**EXERCISE INPUT:**

= = = = =

Issue #515, opened 2026-05-16
feat(cli): enrich `drt --version` with Python / install path / OS info


masukai:
## Motivation

`drt --version` currently prints just `drt version X.Y.Z`. For bug triage and \`drt doctor\`-adjacent debugging, knowing the Python version, install path, and OS at a glance saves a back-and-forth.

## Current

\`\`\`
\$ drt --version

= = = = =

**WORK TO COMPLETE:**
Every record, from the first to the last, should be transcribed exactly.

**EXERCISE SOLUTION:**
Issue #515, opened 2026-05-16
feat(cli): enrich `drt --version` with Python / install path / OS info


masukai:
## Motivation

`drt --version` currently prints just `drt version X.Y.Z`. For bug triage and \`drt doctor\`-adjacent debugging, knowing the Python version, install path, and OS at a glance saves a back-and-forth.

## Current

\`\`\`
\$ drt --version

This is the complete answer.